* [EXERCISE] For every line of the records below that holds "manager", add one. Give only the final total.

BEGIN DATA FOR THIS TASK

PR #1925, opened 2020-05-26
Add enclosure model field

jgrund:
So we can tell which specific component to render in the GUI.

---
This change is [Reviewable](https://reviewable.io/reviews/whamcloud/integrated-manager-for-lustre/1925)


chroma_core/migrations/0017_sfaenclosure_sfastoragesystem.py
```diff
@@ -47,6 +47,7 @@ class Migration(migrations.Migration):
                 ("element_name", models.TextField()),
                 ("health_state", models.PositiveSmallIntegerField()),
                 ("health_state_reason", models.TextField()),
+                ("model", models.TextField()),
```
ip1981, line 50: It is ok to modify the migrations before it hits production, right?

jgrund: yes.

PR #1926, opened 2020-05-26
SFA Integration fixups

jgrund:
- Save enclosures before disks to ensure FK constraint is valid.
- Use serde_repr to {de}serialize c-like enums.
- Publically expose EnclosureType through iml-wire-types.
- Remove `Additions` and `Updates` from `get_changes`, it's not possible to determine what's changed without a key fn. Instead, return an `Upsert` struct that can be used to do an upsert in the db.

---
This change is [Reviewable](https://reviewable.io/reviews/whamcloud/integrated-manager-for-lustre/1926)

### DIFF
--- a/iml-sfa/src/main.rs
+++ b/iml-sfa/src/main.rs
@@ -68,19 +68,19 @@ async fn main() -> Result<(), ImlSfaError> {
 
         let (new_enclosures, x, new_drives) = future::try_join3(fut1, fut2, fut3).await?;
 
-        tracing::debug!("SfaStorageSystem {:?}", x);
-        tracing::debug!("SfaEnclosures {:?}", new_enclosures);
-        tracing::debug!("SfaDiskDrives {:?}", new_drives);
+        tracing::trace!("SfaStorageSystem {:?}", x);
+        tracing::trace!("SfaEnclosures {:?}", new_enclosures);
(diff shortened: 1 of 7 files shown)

END DATA FOR THIS TASK

* [REPLY] 2